Unable to find GPU on cluster?

Hi, I am trying to train an implementation SimCLR using lightning, and am doing this on a cluster where I have access to two gpus, but neither is picked up by lightning when specified over slurm.

I’ve pasted the error message below:

(simclr) [nsk367@mycluster src]$ cat slurm-10012580.out
Traceback (most recent call last):
  File "train_simclr.py", line 246, in <module>
    cli_main()
  File "train_simclr.py", line 240, in cli_main
    trainer = pl.Trainer.from_argparse_args(args)
  File "/gpfs/scratch/nsk367/anaconda3/envs/simclr/lib/python3.8/site-packages/pytorch_lightning/trainer/properties.py", line 122, in from_argparse_args
    return argparse_utils.from_argparse_args(cls, args, **kwargs)
  File "/gpfs/scratch/nsk367/anaconda3/envs/simclr/lib/python3.8/site-packages/pytorch_lightning/utilities/argparse_utils.py", line 50, in from_argparse_args
    return cls(**trainer_kwargs)
  File "/gpfs/scratch/nsk367/anaconda3/envs/simclr/lib/python3.8/site-packages/pytorch_lightning/trainer/connectors/env_vars_connector.py", line 41, in overwrite_by_env_vars
    return fn(self, **kwargs)
  File "/gpfs/scratch/nsk367/anaconda3/envs/simclr/lib/python3.8/site-packages/pytorch_lightning/trainer/trainer.py", line 328, in __init__
    self.accelerator_connector.on_trainer_init(
  File "/gpfs/scratch/nsk367/anaconda3/envs/simclr/lib/python3.8/site-packages/pytorch_lightning/accelerators/accelerator_connector.py", line 111, in on_trainer_init
    self.trainer.data_parallel_device_ids = device_parser.parse_gpu_ids(self.trainer.gpus)
  File "/gpfs/scratch/nsk367/anaconda3/envs/simclr/lib/python3.8/site-packages/pytorch_lightning/utilities/device_parser.py", line 76, in parse_gpu_ids
    gpus = _sanitize_gpu_ids(gpus)
  File "/gpfs/scratch/nsk367/anaconda3/envs/simclr/lib/python3.8/site-packages/pytorch_lightning/utilities/device_parser.py", line 144, in _sanitize_gpu_ids
    raise MisconfigurationException(f"""
pytorch_lightning.utilities.exceptions.MisconfigurationException: 
                You requested GPUs: [0, 1]
                But your machine only has: []

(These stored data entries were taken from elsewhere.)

PR #139, opened 2021-07-11
Add `Reduce` operation

drupol:
This PR:

* [x] Provide a new operation: `Reduce`
* [x] Has documentation
* [x] Have proper static typing

### DIFF
--- a/docs/pages/code/operations/reduce.php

I am running on torch 1.6.0, and lightning 1.0.2

The slurm command requests two gpus, and I have an additional arugment

python train_simclr.py --gpus 2

Which leads me to this error. Happy to share more information if it helps.

Thank you!

EDIT:

At the top of the .py file, I run the command

import torch
print(torch.cuda.device_count())

and that output a 0, so I’m not sure if the issue is entirely with lightning, but I have run jobs on this cluster before but have not seen this error until running with this version of pytorch / lightning in case anyone still might know the root cause.